I would not characterize Obama's engagement with a variety of groups ("pseudo-Catholic front groups" and Sojourners for example) as sinister or conspiratorial. But to each his own. You're a good debate partner, and I'll leave you with the last substantive word, if you wish, as this is your blog.
Obama tolerates infanticide. That is obviously not Christian in any meaningful sense of the word. I would be willing to draw the line at that point: those who obstinately advocate abortion and infanticide are not true Christians. Obviously, Obama is pretending to be something he is not, and that could be why there is apparently no fatwa against him, as it is illegal according to Islamic law for a Muslim to apostatize. Even other Muslims probably think his "Christian faith" is a ruse, a perfectly acceptable practice apparently, to deceive infidels.
Chuck,
I just want to make one final point. I did not say that I think Obama is a Muslim: that was never at issue for me. What puzzles me is the question of why liberal Western elites (both secular and religious), who are epitomized in Obama as a public figure, choose to defend Islam so vigorously. I think that is a phenomenon that cries out for explanation and discussion. The title of my post played off the survey, which was the hook for the post and a way into the deeper question of the relationship between leftism and Islam.

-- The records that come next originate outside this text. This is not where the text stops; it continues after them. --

PR #161, opened 2017-05-01
disallow managed SA key secret access

danielnorberg:


danielnorberg:
@honnix PTAL

styx-scheduler-service/src/main/java/com/spotify/styx/docker/KubernetesDockerRunner.java
```diff
@@ -198,6 +198,12 @@ private void ensureSecrets(WorkflowInstance workflowInstance, RunSpec runSpec) {
 
     if (runSpec.secret().isPresent()) {
       final WorkflowConfiguration.Secret specSecret = runSpec.secret().get();
+      if (specSecret.name().startsWith(STYX_WORKFLOW_SA_SECRET_NAME)) {
+        LOG.info("[AUDIT] Workflow {} refers to secret {} in the managed service account key namespace, "
```
honnix: Try some other word than `namespace`? It makes me think of kube namespace.

honnix:
A minor comment. Otherwise 👍

PR #162, opened 2017-05-01
Circleci 2.0

danielnorberg:
CircleCI 2.0 is beta but it seems to provide ~ 3x faster builds (!) 🎉


honnix:
there is another config file in `gh-pages`, anything to change there?

danielnorberg:
I don't think the config in the `gh-pages` needs to be changed for the master branch to use circleci 2.0.

honnix:
:+1: doesn't hurt to upgrade even it is beta. The gain is good enough.

honnix:
@danielnorberg I think we need to tweak the threshold a bit in `coveralls.io`. I don't seem to have permission since you set up styx there. It's pretty annoying that build marked as failure due to 0.01% drop of coverage.

danielnorberg:
@honnix Yeah, also thinking that we might want to look at some other coverage service instead. There's quite a few ones out there that look like they might be more useful than coveralls.

- https://codecov.io/
- https://codeclimate.com/
- https://www.codacy.com/

Some of them also do code analysis and style checking etc, which seems potentially useful.

PR #163, opened 2017-05-02
fabric8: use more builders and less fluent api

bergman:


honnix:
LGTM. Is it covered by the test case added a few days ago?

bergman:
These changes are mostly covered but some detailed review could still be useful.

honnix:
Verified by printing `pod` and doing diff. Hard way. 👍

Issue #164, opened 2017-05-02
No longer possible to point cli to a specific port


danielnorberg:
```
STYX_CLI_HOST=localhost:8080 styx t schedules.yaml test-workflow 2017-04-04
Exception in thread "main" java.lang.IllegalArgumentException: unexpected host: localhost:8080
	at com.squareup.okhttp.HttpUrl$Builder.host(HttpUrl.java:705)
	at com.spotify.styx.client.StyxApolloClient.getUrlBuilder(StyxApolloClient.java:354)
	at com.spotify.styx.client.StyxApolloClient.triggerWorkflowInstance(StyxApolloClient.java:164)
	at com.spotify.styx.cli.Main.triggerWorkflowInstance(Main.java:375)
	at com.spotify.styx.cli.Main.run(Main.java:157)
	at com.spotify.styx.cli.Main.main(Main.java:137)
```

@fabriziodemaria I think this might be caused by this change: https://github.com/spotify/styx/pull/138/files#diff-5b13ae6a3917caa3674163023f79466aR354

How about using e.g. guava `HostAndPort.fromString()` to parse the `STYX_CLI_HOST` env var?

PR #165, opened 2017-05-02
Fix cli host port

danielnorberg:
https://github.com/spotify/styx/issues/164


danielnorberg:
@fabriziodemaria PTAL

honnix:
:+1:

PR #170, opened 2017-05-09
Garbage collect service account keys and secrets

danielnorberg:
Adds service account key and secret garbage collection to ensure that unused service account keys and secrets are eventually removed and not stored forever.

### DIFF
--- a/styx-scheduler-service/src/main/java/com/spotify/styx/StyxScheduler.java
+++ b/styx-scheduler-service/src/main/java/com/spotify/styx/StyxScheduler.java
@@ -122,6 +122,7 @@ public class StyxScheduler implements AppInit {
 
   public static final int SCHEDULER_TICK_INTERVAL_SECONDS = 2;
   public static final int TRIGGER_MANAGER_TICK_INTERVAL_SECONDS = 1;
+  public static final int CLEANER_TICK_INTERVAL_SECONDS = 30;
   public static final int RUNTIME_CONFIG_UPDATE_INTERVAL_SECONDS = 5;
   public static final Duration DEFAULT_RETRY_BASE_DELAY = Duration.ofMinutes(3);
   public static final int DEFAULT_RETRY_MAX_EXPONENT = 4;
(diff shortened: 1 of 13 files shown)


danielnorberg:
@TinaRanic @ulzha PTAL

styx-scheduler-service/src/main/java/com/spotify/styx/docker/KubernetesDockerRunner.java
```diff
@@ -157,6 +162,38 @@ public String start(WorkflowInstance workflowInstance, RunSpec runSpec) throws I
     }
   }
 
+  @Override
```
TinaRanic: I'm curious if peoples behaviour is to remove or disable workflows when not using them. Because if the latter is the case, we wouldn't have real benefit..

styx-scheduler-service/src/main/java/com/spotify/styx/StyxScheduler.java
```diff
@@ -122,6 +122,7 @@
 
   public static final int SCHEDULER_TICK_INTERVAL_SECONDS = 2;
   public static final int TRIGGER_MANAGER_TICK_INTERVAL_SECONDS = 1;
+  public static final int CLEANER_TICK_INTERVAL_SECONDS = 30;
```
TinaRanic: Is there a need to run this frequent?

danielnorberg: Good question. How often do we want to run?

styx-scheduler-service/src/main/java/com/spotify/styx/docker/KubernetesDockerRunner.java
danielnorberg: Good point.

Perhaps we should just always remove all SA keys & secrets (perhaps excluding those used by currently booting pods). Then we wouldn't keep keys for "idle" / disabled workflows and just create them as needed. We'd also achieve key "rotation" for free...

🤔

PR #171, opened 2017-05-09
Aggressively garbage collect service account keys and secrets

danielnorberg:
An alternative to https://github.com/spotify/styx/pull/170. This PR makes styx more aggressively remove keys and secrets that are not in immediate use by any pods. It is assumed that it is fine for workflows to recreate keys and secrets as needed.

### DIFF
--- a/styx-common/src/main/java/com/spotify/styx/storage/AggregateStorage.java
+++ b/styx-common/src/main/java/com/spotify/styx/storage/AggregateStorage.java
@@ -172,6 +172,11 @@ public class AggregateStorage implements Storage {
   }
 
   @Override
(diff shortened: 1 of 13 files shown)


honnix:
I'm slightly concerned about the performance impact. Cleanup now feels pretty heavy. Pulling all pods from kube is anywhere from being fast.

danielnorberg:
@honnix I'm not too worried about pulling all pods from k8s at our scale.

```
$ kubectl get pods > /dev/null  1.08s user 0.10s system 19% cpu 6.014 total
```

It takes a few seconds but that's fine. We might want to run the cleanup a bit more seldom than every 30s though.

PR #175, opened 2017-05-10
fix workflows count metric

danielnorberg:


honnix:
This is nice. ^

Test case please... ;)

danielnorberg:
@honnix added a test =)

styx-scheduler-service/src/main/java/com/spotify/styx/StyxScheduler.java
```diff
@@ -377,7 +377,7 @@ void tickTriggerManager() {
 
   private void warmUpCache(WorkflowCache cache, Storage storage) {
     try {
-      storage.workflowsWithNextNaturalTrigger().keySet().forEach(cache::store);
+      storage.workflows().values().forEach(cache::store);
```
honnix: not sure we really want to cache everything including those not initialised.

honnix:
You didn't change that metric (all workflows)?

honnix:
Sorry that's done via the cache. Now I understand why changing that part. 

👍

styx-scheduler-service/src/main/java/com/spotify/styx/StyxScheduler.java
honnix: disregard my comment.

PR #237, opened 2017-07-06
Increase key rotation epoch to weekly

bergman:
GCP Service Accounts have a low limit of number of keys. Having the rotation epoch greater than the timeout of "running" state (24 hours) means there is no chance of having three epochs of keys active at the same time. This means no more warnings about number of keys being too high.

### DIFF
--- a/styx-scheduler-service/src/main/java/com/spotify/styx/docker/KubernetesGCPServiceAccountSecretManager.java
+++ b/styx-scheduler-service/src/main/java/com/spotify/styx/docker/KubernetesGCPServiceAccountSecretManager.java
@@ -64,12 +64,15 @@ class KubernetesGCPServiceAccountSecretManager {
   private static final String STYX_WORKFLOW_SA_JSON_KEY = "styx-wf-sa.json";
   private static final String STYX_WORKFLOW_SA_P12_KEY = "styx-wf-sa.p12";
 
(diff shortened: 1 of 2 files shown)


bergman:
Setting it to weekly is just an arbitrary choice greater than the timeout. I would be fine with any number greater than 24 hours. Perhaps 48 hours is a better choice.

styx-scheduler-service/src/main/java/com/spotify/styx/docker/KubernetesGCPServiceAccountSecretManager.java
```diff
@@ -64,12 +64,15 @@
   private static final String STYX_WORKFLOW_SA_JSON_KEY = "styx-wf-sa.json";
   private static final String STYX_WORKFLOW_SA_P12_KEY = "styx-wf-sa.p12";
 
-  private static final EpochProvider DEFAULT_SECRET_EPOCH_PROVIDER =
-      KubernetesGCPServiceAccountSecretManager::smearedDailyEpoch;
+  static final Duration DEFAULT_SECRET_EPOCH_PERIOD = Duration.ofDays(7);
```
honnix: I would prefer keeping the visibility and using magic numbers in unit test for sanity check. Minor issue though.

honnix:
👍

PR #238, opened 2017-07-06
Handle max number of keys created nicer

bergman:
This kind of exception isn't handled properly hence if it happens users will see Google related exception as event description, which is not so friendly.

### DIFF
--- a/styx-common/src/main/java/com/spotify/styx/util/GcpUtil.java
+++ b/styx-common/src/main/java/com/spotify/styx/util/GcpUtil.java
@@ -38,8 +38,21 @@ public class GcpUtil {
   }
 
   public static boolean isPermissionDenied(GoogleJsonError error) {
-    return Optional.ofNullable(error.get("status"))
-        .map("PERMISSION_DENIED"::equals)
+    return "PERMISSION_DENIED".equals(error.get("status"));
+  }
+
+  public static boolean isResourceExhausted(Throwable t) {
+    return t instanceof GoogleJsonResponseException
+           && isResourceExhausted((GoogleJsonResponseException) t);
+  }
+
+  public static boolean isResourceExhausted(GoogleJsonResponseException e) {
+    return e.getStatusCode() == 429 && Optional.ofNullable(e.getDetails())
+        .map(GcpUtil::isResourceExhausted)
         .orElse(false);
+  }
+
+  public static boolean isResourceExhausted(GoogleJsonError error) {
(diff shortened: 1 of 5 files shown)


styx-scheduler-service/src/main/java/com/spotify/styx/docker/KubernetesGCPServiceAccountSecretManager.java
```diff
@@ -107,12 +108,14 @@ String ensureServiceAccountKeySecret(String workflowId,
     try {
       return serviceAccountSecretCache.get(serviceAccount, () ->
           getOrCreateSecret(workflowId, serviceAccount, epoch, secretName));
-    } catch (Exception e) {
+    } catch (ExecutionException | UncheckedExecutionException e) {
```
honnix: Why do we need to be specific here?

ulzha:
Missing description, and the test doesn't explain in what way exactly it becomes "nicer"...

honnix:
I guess it will be nicer for user, otherwise `styx e ...` will show a long Google exception message which we'd better hide.

Somewhere here: https://github.com/spotify/styx/blob/7b9b0d934069afb24b24b3baf4f2a54226e5168d/styx-scheduler-service/src/main/java/com/spotify/styx/state/handlers/DockerRunnerHandler.java#L105-L105

styx-common/src/main/java/com/spotify/styx/util/GcpUtil.java
```diff
@@ -38,8 +38,21 @@ public static boolean isPermissionDenied(GoogleJsonResponseException e) {
...
-        .map("PERMISSION_DENIED"::equals)
+    return "PERMISSION_DENIED".equals(error.get("status"));
+  }
+
+  public static boolean isResourceExhausted(Throwable t) {
+    return t instanceof GoogleJsonResponseException
+           && isResourceExhausted((GoogleJsonResponseException) t);
+  }
+
+  public static boolean isResourceExhausted(GoogleJsonResponseException e) {
```
fabriziodemaria: A few of these methods can be private

fabriziodemaria:
Smaller comment, looks good to me.

styx-common/src/main/java/com/spotify/styx/util/GcpUtil.java
honnix: I think the idea was to have them public as help methods (_might be used later but not now_ stuff).

honnix:
@ulzha @fabriziodemaria are we good to go?

PR #240, opened 2017-07-13
Enable V3 api

honnix:
Keep backward compatibility for older api versions while attaching
authValidator middleware to V3.

### DIFF
--- a/styx-common/src/main/java/com/spotify/styx/api/Middlewares.java
+++ b/styx-common/src/main/java/com/spotify/styx/api/Middlewares.java
@@ -161,15 +161,16 @@ public final class Middlewares {
       final Request request = requestContext.request();
 
       if (!"GET".equals(request.method())) {
-        final AuthContext authContext = auth(requestContext);
         LOG.info("[AUDIT] {} {} by {} with headers {} parameters {} and payload {}",
-            request.method(),
-            request.uri(),
-            authContext.user().map(idToken -> idToken.getPayload().getEmail()).orElse("anonymous"),
-            filterHeaders(request.headers()),
-            request.parameters(),
-            request.payload().map(ByteString::utf8).orElse("")
-                .replaceAll("\n", " "));
+                 request.method(),
+                 request.uri(),
+                 auth(requestContext).user().map(idToken -> idToken.getPayload()
+                     .getEmail())
+                     .orElse("anonymous"),
+                 filterHeaders(request.headers()),
+                 request.parameters(),
+                 request.payload().map(ByteString::utf8).orElse("")
+                     .replaceAll("\n", " "));
       }
       return innerHandler.invoke(requestContext);
     };
--- a/styx-common/src/main/java/com/spotify/styx/api/Middlewares.java
+++ b/styx-common/src/main/java/com/spotify/styx/api/Middlewares.java
@@ -159,9 +159,9 @@ public final class Middlewares {
   public static <T> Middleware<AsyncHandler<Response<T>>, AsyncHandler<Response<T>>> auditLogger() {
     return innerHandler -> requestContext -> {
       final Request request = requestContext.request();
-      final AuthContext authContext = auth(requestContext);
 
       if (!"GET".equals(request.method())) {
+        final AuthContext authContext = auth(requestContext);
         LOG.info("[AUDIT] {} {} by {} with headers {} parameters {} and payload {}",
             request.method(),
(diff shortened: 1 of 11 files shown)


honnix:
@axelri @NatashaL @ulzha PTAL

styx-common/src/main/java/com/spotify/styx/api/Middlewares.java
```diff
@@ -159,9 +159,9 @@ private static GoogleIdToken verifyIdToken(String s) {
   public static <T> Middleware<AsyncHandler<Response<T>>, AsyncHandler<Response<T>>> auditLogger() {
     return innerHandler -> requestContext -> {
       final Request request = requestContext.request();
-      final AuthContext authContext = auth(requestContext);
 
       if (!"GET".equals(request.method())) {
+        final AuthContext authContext = auth(requestContext);
```
ulzha: What does this do? Doesn't seem used.

NatashaL: It's used, see line 168

honnix: Yeah. Can probably just be inline.

ulzha: Ok, I was just not seeing the obvious and too lazy to press Alt+Shift+7

styx-common/src/main/java/com/spotify/styx/api/Middlewares.java
```diff
@@ -159,17 +159,18 @@ private static GoogleIdToken verifyIdToken(String s) {
...
-            request.method(),
-            request.uri(),
-            authContext.user().map(idToken -> idToken.getPayload().getEmail()).orElse("anonymous"),
-            filterHeaders(request.headers()),
-            request.parameters(),
-            request.payload().map(ByteString::utf8).orElse("")
-                .replaceAll("\n", " "));
+                 request.method(),
+                 request.uri(),
+                 auth(requestContext).user().map(idToken -> idToken.getPayload()
```
ulzha: Hm, we're inconsistent with this comment https://github.com/spotify/styx/pull/240/files#diff-7f72d8b0fc3e9e2d8512aa93f0d1e3c4R221

styx-common/src/main/java/com/spotify/styx/api/Middlewares.java
```diff
@@ -231,10 +232,14 @@ private static AuthContext auth(RequestContext requestContext) {
...
 
-  private static <T> Middleware<AsyncHandler<Response<T>>, AsyncHandler<Response<T>>> authValidator() {
+  public static <T> Middleware<AsyncHandler<Response<T>>, AsyncHandler<Response<T>>> authValidator() {
     return h -> rc -> {
-      // ensure auth context is valid (throws otherwise)
-      auth(rc);
+      if (!"GET".equals(rc.request().method())) {
+        if (!auth(rc).user().isPresent()) {
+          return completedFuture(
+              Response.forStatus(Status.UNAUTHORIZED.withReasonPhrase("Unauthorized access")));
```
axelri: Is there any convention on when to return a completedFuture (like this case) or throw a ResponseException (like in the called auth function)?

styx-common/src/main/java/com/spotify/styx/api/Middlewares.java
ulzha: As far as I understand the idea is to give a distinguishing type to the authenticated handlers, so they can't accidentally be invoked before authentication?

honnix: Not sure of the whole story. I thought that middleware shall be used if the actual handler needs to access `user`, and so far we don't have that case.

styx-common/src/main/java/com/spotify/styx/api/Middlewares.java
honnix: Not really. Normally returning a future is needed, and in this case it might be just to make `auth` easier to call and handle.

styx-common/src/main/java/com/spotify/styx/api/Middlewares.java
honnix: That middleware currently is not useful unless in the future we may have a handler needs to access `user`.

ulzha:
:+1:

Chuck, for what it's worth, I find the article and Craig’s post very insightful into who President Obama truly is--a calculating liberal politician who simply uses religion for political gains. "A Relativist, Wrapped in a Muslim, Inside an Agnostic” could not be more descriptive. I find it interesting that you accuse the article of mixing politics with religion, when that is precisely what this president does. At the very least, he is far from being an orthodox, traditional (or whatever adjective you want to use) Christian as Craig and others have pointed out.